To be in privity with a party to a former litigation, a third party must be “so identified in interest with a party to former litigation that he represents precisely the same legal right in respect to the subject matter involved.” Martin v. Am. Bancorporation Ret. Plan, 407 F.3d 643, 651 (4th Cir. 2005) (citing Jones v. SEC, 115 F.3d 1173, 1180 (4th Cir.1997)); cf. Dunlap v. Cottman Transmissions Sys., LLC, 689 Fed.Appx. 188, 189 (4th Cir. 2017) (“The definition of privity is especially broad when, as here, res judicata is invoked against a plaintiff who has repeatedly asserted essentially the same claims against different defendants.”). It is well-established in the Fourth Circuit that subsidiaries are in privity with their parent companies for purposes of res judicata. See Saudi v. V. Ship Switzerland, S.A., 93 Fed.Appx. 516, 520 (4th Cir. 2004) (“We have no trouble concluding that Automar was in privity with its wholly-owned subsidiary Osprey for the purposes of claim preclusion”). Warren admits that “Piedmont [is] a subsidiary company of American Airlines Group,” (Doc. No. 9 at 10), and she offers no legal grounds for this Court to ignore controlling precedent. Accordingly, Piedmont and American Airlines Group are in privity as parent and subsidiary corporations, and, in light of Warren I, the doctrine of res judicata bars Warren's state law claims.
See also Hepburn v. Nat'l Ctr. on Institutions & Alternatives, Inc., 409 F.Supp.2d 639, 642 (D. Md. 2006), aff'd sub nom. Hepburn ex rel. Hepburn v. Nat'l Ctr. on Institutions & Alternatives, Inc., 220 Fed.Appx. 216 (4th Cir. 2007) (“The relationship between [the two companies] is that of parent and subsidiary, which is sufficient to establish privity between the parties.”); Mas Assocs., LLC v. Venick, No. SAG-22-03195, 2023 U.S. Dist. LEXIS 112405, at *14 (D. Md. June 28, 2023) (“[A] corporation and its wholly owned subsidiary are in privity for purposes of res judicata.”); Barrett v. PAE, Inc., Civil Action No. 1:21-cv-00107 (RDA/JFA), 2022 U.S. Dist. LEXIS 28404, at *18 (E.D. Va. Feb. 16, 2022) (“A wholly owned subsidiary is considered in privity with its parent company when applying res judicata principles.”); Ultra-Mek, Inc. v. United Furniture Indus., No. 1:18CV281, 2021 U.S. Dist. LEXIS 60685, at *19 (M.D. N.C. Mar. 30, 2021) (“A parent company and its subsidiary are in privity for purposes of claim preclusion.”); Burrs v. United Techs. Corp., No. 1:18-CV-491, 2018 U.S. Dist.
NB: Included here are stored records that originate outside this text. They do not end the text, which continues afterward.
PR #302, opened 2021-11-01
Decouple GPU and CPU models

### LINKED ISSUE #154: Refactor god class
Possibly consider around same time as #145, we need to break up the Dust class as it's a bit out of control. Much of this could just be grouping together bits of data into structs rather than leaving everything free, but we might also break the object into a lower-level and higher-level class too

### LINKED ISSUE #254: reset with vector of times on the gpu will be slow!
Currently this will run on the cpu...

### LINKED ISSUE #292: Decouple device and non-device models
I think this is the trick to fixing #154:

* Device is selected on initialisation or not, and we disallow any switching between host/device during running
* Probably completely new class that is the gpu version

I don't know that this will break any existing code, though it will require regenerating everything so it should be done before the CRAN release.

richfitz:
Another total redesign of the way that gpu models are included, reflecting how we actually use these now.

* on compilation we might or might not support including gpu-like code. This is detected automatically or can be forced with the cpp11 pseudo-attribute `dust::has_gpu_support` (this supercedes the old `has_gpu_support` template as this is useful to know ahead of time).
* on initialisation we might point at a device or not; that instance will then run entirely on either gpu or cpu
* all the run/simulate/compare_data/filter functions lose their old `device` argument

This PR will represent a mid-point along a series of smaller cleanups, as the current gpu code is still a bit redundant.

Some thoughts on future cleanups that we might move into separate PRs

* longer term it would be nice to exclude all cuda code from being included if not used (e.g., in interface/dust.hpp do we really want to include cuda/filter.hpp?)
* rework `filter_state_type` definition in Dust and DustDevice? (hard to due disabled `=`/move constructor)
* device_info should not be the only source of `real_bits`
* redefine name of` __nv_exec_check_disable__`
* move all cuda predefines somewhere into random
* update vignette, which is now wrong (already has issue)
* split the test-gpu.R test file into support and running

Fixes #292 
Fixes #154 (or close enough anyway)
Fixes #254 (by preventing the problem for now)


inst/include/dust/interface/cuda.hpp
```diff
@@ -0,0 +1,73 @@
...
+    cpp11::sexp r_run_block_size = r_device_config_l["run_block_size"];
+    if (r_run_block_size != R_NilValue) {
+      int run_block_size_int = cpp11::as_cpp<int>(r_run_block_size);
+      if (run_block_size_int < 0) {
+        cpp11::stop("'run_block_size' must be positive (but was %d)",
+                    run_block_size_int);
+      }
+      if (run_block_size_int % 32 != 0) {
+        cpp11::stop("'run_block_size' must be a multiple of 32 (but was %d)",
+                    run_block_size_int);
```
johnlees, line 50: Sometimes setting block size and block count = 1 is useful for debugging so everything is serial

inst/include/dust/interface/dust.hpp
```diff
@@ -193,10 +213,14 @@ SEXP dust_update_state(SEXP ptr, SEXP r_pars, SEXP r_state, SEXP r_step,
     // best thing to take for those? Possibly require an array to
     // disambiguate?
     step = dust::interface::validate_size(r_step, "step");
-    if (!(step.size() == 1 || step.size() == obj->n_particles())) {
+    const size_t len = step.size();
+    if (!(len == 1 || len == obj->n_particles())) {
       cpp11::stop("Expected 'step' to be scalar or length %d",
                   obj->n_particles());
     }
+    if (!std::is_same<T, Dust<typename T::model_type>>::value && len != 1) {
```
johnlees, line 221: yikes

inst/template/dust_methods.cpp
```diff
@@ -0,0 +1,77 @@
+/// IMPORTANT; changes here must be reflected in inst/template/dust_methods.hpp
```
johnlees, line 1: Can you update these files in the developer notes, I would probably forget to look here

johnlees (changes requested):

inst/include/dust/cuda/dust_device.hpp
```diff
@@ -0,0 +1,797 @@
...
+                     device_state_.rng.data(),
+                     use_shared_int,
+                     use_shared_real);
+#endif
+  }
+
+private:
+  // delete move and copy to avoid accidentally using them
+  DustDevice ( const DustDevice & ) = delete;
+  DustDevice ( DustDevice && ) = delete;
```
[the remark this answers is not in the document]
richfitz: The profiler destructor does not though, and that causes issues as on move profiling stops!

inst/include/dust/interface/dust.hpp
richfitz: Why yikes here? this is less hairy than some of the template magic we had before :upside_down_face:

inst/include/dust/cuda/dust_device.hpp
```diff
@@ -0,0 +1,797 @@
...
+#endif
+    for (size_t i = 0; i < np; ++i) {
+      dust::utils::destride_copy(end_state + i * index_size, y_selected, i,
+                                  np);
+    }
+  }
+
+  // TODO: we should really do this via a kernel I think? Currently we
+  // grab the whole state back from the device to the host, then
+  // filter through it.
```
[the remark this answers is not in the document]
richfitz: yeah, this is all stuff for later (and is the same as previous)

inst/include/dust/cuda/dust_device.hpp
```diff
@@ -0,0 +1,797 @@
...
+      dust::cuda::device_shared_copy<T>(pars[i].shared, dest_int, dest_real);
+    }
+    device_state_.shared_int.set_array(shared_int);
+    device_state_.shared_real.set_array(shared_real);
+  }
+
+  // TODO: This update function is wildly inefficient; we should
+  // probably support things like "copy one state to all the particles
+  // of that parameter index", possibly as a kernel.
+  void set_state_from_pars(const std::vector<pars_type>& pars) {
```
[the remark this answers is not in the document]
richfitz: It can be yes, but I am not sure we cope correctly with that yet and we do not test it anywhere - I think this is wrong in CPU code too https://github.com/mrc-ide/dust/issues/310 (added to comment too)

inst/include/dust/interface/cuda.hpp
richfitz: This is unchanged from before - I'm inclined not to change it here atm as for debugging we can hack it in

inst/template/dust_methods.cpp
richfitz: done

inst/include/dust/cuda/dust_device.hpp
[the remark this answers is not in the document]
richfitz: https://github.com/mrc-ide/dust/issues/311 posted for this now

johnlees (approved):

PR #312, opened 2021-11-03
I307 multinomial

### LINKED ISSUE #307: Add support for multinomial
* make sure it works with non-normalised prob
* complex handling of args for the R interface, unfortunately

richfitz:
This PR adds support for the multinomial distribution

cc: @annecori 

Fixes #307


R/rng.R
```diff
@@ -50,6 +50,27 @@
...
+##'   * If a matrix with `n` columns then vary over each draw (the
+##'     `i`th draw using vector `prob[, i]` but shared across all
+##'     generators. There are `nrow(prob)` possible outcomes.
+##'
+##'   * If a 3d array is provided with 1 column and `n_generators`
+##'     "layers" (the third dimension) then we use then we use different
+##'     parameters for each generator, but the same parameter for each
+##'     draw.
+##'
+##'   * If a 3d array is providec with `n` columns and `n_generators`
```
johnlees, line 69:
```suggestion
##'   * If a 3d array is provided with `n` columns and `n_generators`
```

inst/include/dust/random/multinomial.hpp
```diff
@@ -0,0 +1,74 @@
...
+
+#include <cmath>
+#include <dust/random/numeric.hpp>
+
+namespace dust {
+namespace random {
+
+// This is written assuming that 'prob' and 'ret' are arbitrary
+// containers; they could be pointers, vectors or anything else that
+// supports random access.  We cold also do this with iterators but
```
johnlees, line 12:
```suggestion
// supports random access.  We could also do this with iterators but
```

tests/testthat/test-rng.R
```diff
@@ -515,6 +515,174 @@ test_that("exponential random numbers from floats have correct distribution", {
...
+test_that("multinomial algorithm is correct", {
+  set.seed(1)
+  prob <- runif(10)
+  prob <- prob / sum(prob)
+  size <- 20
+  n <- 5
+
+  res <- dust_rng$new(1, seed = 1L)$multinomial(n, size, prob)
+
+  ## Separate implementation of the core algorithm:
```
johnlees, line 527: Also compare with `rmultinom()` results?

johnlees: I can't remember how the other distributions are tested, whether they're still compared to the R implementations, or if it's all done via mean and stddev now

johnlees (approved):
Any plans for a CUDA version of this? An iterator version of the core function would work for both, but I could see that allocating prob and return vectors might be more involved (especially if their length ever changes)

tests/testthat/test-rng.R
richfitz: all against expectations now

richfitz:
I've made an issue for GPU support: https://github.com/mrc-ide/dust/issues/315 - practically we can't use this from odin.dust atm so I don't think this is urgent, and it _should_ be really easy with the iterator based version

LEXIS 187929, at *6 (M.D. N.C. Nov. 2, 2018) (“The parent-subsidiary relation establishes a sufficient commonality of interest to meet the privity requirement.”).
IV. CONCLUSION
IT IS, THEREFORE, ORDERED that:
1. The M&R, (Doc. No. 8), is ADOPTED;
2. Defendant Piedmont Airlines Inc.'s Motion to Dismiss, (Doc. No. 4), is GRANTED; and
3. Warren's Complaint, (Doc. No. 1-2), is DISMISSED WITH PREJUDICE.
The Clerk is directed to close this case.